Precise Lung Cancer Prediction using ResNet – 50 Deep Neural Network Architecture

Abstract

The fact that lung cancer continues to be the leading cause of cancer-related death around the world emphasizes how important it is to improve diagnostic methods. Using computed tomography (CT) images and deep learning techniques, the goal of this study is to improve the classification of lung cancer. EfficientNetB1 and Inception V3 are two well-known convolutional neural network (CNN) architectures that we compare the performance of our modified ResNet50 architecture against in order to determine how well it performs in the classification of lung nodules. Analyzing the effects of various preprocessing and hyperparameter optimization methods on model performance is one of our research objectives. Another is to determine how well these models improve diagnostic accuracy. An extensive collection of CT images with annotated lung nodule classifications make up the utilized dataset. To ensure accurate model training and improve image quality, a rigorous preprocessing pipeline is used. Using the Keras Sequential framework, the models are trained with optimal dropout rates and L2 regularization to prevent overfitting. Metrics like accuracy, loss, and confusion matrices are used to evaluate model performance. A comprehensive evaluation of the model's sensitivity and specificity across various thresholds is also provided by means of the Free-Response Receiver Operating Characteristic (FROC) curve and Area Under the Curve (AUC) values.

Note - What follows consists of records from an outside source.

PR #769, opened 2025-02-11
Add Pairwise Consistency Test (PCT) for FIPS-203 IG compliance

hanno-becker:
This PR adds the Pairwise Consistency Check (PCT) to key generation.

The declassification of the public key is moved to key generation, past the PCT.

The toplevel API is modified to force the checking of return values, and tests are adjusted accordingly.

PCT is disabled by default, but most tests in CI are configured to enable PCT (Generally speaking, we want the CI to run on "full" configurations, even if those aren't the default).


mkannwischer (approved):
Thanks @hanno-becker for adding support for PCT!

I am unsure if it's allowed to do PCT with a fixed seed. But we can change that later if required.

PR #771, opened 2025-02-14
CT: Mark random coins as secret outside of randombytes()

hanno-becker:
Previously, valgrind CT tests would assume that the underlying randombytes() function would tag its output bytes as secret.

This commit changes this to explicitly tag the coins as secret in the ML-KEM source code.

This simplifies integration with other libraries using a custom randombytes() implementation, and makes the secret/declassify annotations with mlkem-native self-contained.

### DIFF
--- a/mlkem/kem.c
+++ b/mlkem/kem.c
@@ -188,7 +188,11 @@ int crypto_kem_keypair(uint8_t pk[MLKEM_INDCCA_PUBLICKEYBYTES],
 {
   int res;
   MLK_ALIGN uint8_t coins[2 * MLKEM_SYMBYTES];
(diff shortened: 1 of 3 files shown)


mkannwischer (changes requested):
Yes, this makes sense to me, but you missed one call to randombytes: https://github.com/pq-code-package/mlkem-native/blob/a1afd46eab1ee60d2cce3abd8c10e8b19b345c33/mlkem/kem.c#L239

hanno-becker:
@mkannwischer Thanks, fixed.

mkannwischer (approved):

PR #772, opened 2025-02-14
Explicitly mark external API with MLK_EXTERNAL_API

hanno-becker:
This commit adds MLK_EXTERNAL_API annotations to the toplevel API of mlkem-native. By default, MLK_EXTERNAL_API is defined as the empty string, hence giving external linkage to the public API.

However, in a monobuild where both mlkem-native and the consuming application are in the same compilation unit, MLK_EXTERNAL_API can be defined as `static`, hence giving internal linkage to mlkem-native.

This is exemplified through modification of the example `monolithic_build_multilevel_native`.


examples/monolithic_build_multilevel_native/Makefile
```diff
@@ -125,16 +120,11 @@ $(BUILD_DIR)/%.S.o: %.S
...
-	$(Q)[ -d $(@D) ] || mkdir -p $(@D)
-	$(Q)$(AR) rcs $@ $^
-	$(Q)strip -S $@
-
-$(BINARY_NAME_FULL): $(APP_SOURCE) $(LIB_NAME_FULL)
+$(BINARY_NAME_FULL): $(APP_SOURCE) $(MLK_OBJ_ASM)
 	$(Q)echo "CC  $@"
 	$(Q)[ -d $(@D) ] || mkdir -p $(@D)
 	$(Q)$(CC) $(CFLAGS) $(INC) $^ -o $@
+	$(Q)strip -S $@
```
mkannwischer, line 127: Should this include the cross prefix?

mkannwischer (approved):
Looks good to me. I have one question concerning cross-compliation, but that's unrelated to your PR.

examples/monolithic_build_multilevel_native/Makefile
hanno-becker: Good question. If it is not necessary -- which appears to be the case -- I'd prefer to leave it as is.

PR #773, opened 2025-02-14
Faster INTT on AArch64 by more efficient reduction

rod-chapman:
This PR introduces a small change in AArch64 intt_clean.S that reduces the number of intermediate
reduction steps from 4 to 3, through more thorough tracking of coefficient bounds.

TODO
1. Applicatioin of SLOTHY to this code to also update intt_opt.S
2. Re-proof of both Clean and Opt versions with HOL-Light
3. Benchmarks


hanno-becker (commented):
@rod-chapman Good catch, this may indeed be a little improvement, but there's more work to do in this PR?

rod-chapman:
Yes... is "slothy-cli" installed by the NIX environment? If not, then what platform should I be running SLOTHY on?

hanno-becker (approved):
LGTM -- thanks @rod-chapman !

The adjusted ResNet50 model showed prevalent order exactness, accomplishing a precision of 98.1% and an AUC of 0.97, in this way beating different models in the review. EfficientNetB1 had an accuracy of 96.4 percent and an AUC of 0.94, while Inception V3 had an accuracy of 95.8 percent and an AUC of 0.93, as a comparison. Based on these findings, it appears that the accuracy of lung cancer detection from CT images can be significantly improved by combining specialized preprocessing and training methods with advanced CNN architectures. With potential implications for clinical practice and future research directions, this study offers a promising strategy for increasing lung cancer diagnostic accuracy.